PR #11733, opened 2023-07-06
net: nrf_provisioning: Add kconfig to save the command id

juhaylinen:
Add new kconfig NRF_PROVISIONING_SAVE_CMD_ID. When enabled the latest command id is saved to storage after successful Finished command.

----------------

# [PROBLEM TO WORK ON]
Write out each line exactly, as it is shown above.

# [YOUR RESPONSE]
PR #11733, opened 2023-07-06
net: nrf_provisioning: Add kconfig to save the command id

juhaylinen:
Add new kconfig NRF_PROVISIONING_SAVE_CMD_ID. When enabled the latest command id is saved to storage after successful Finished command.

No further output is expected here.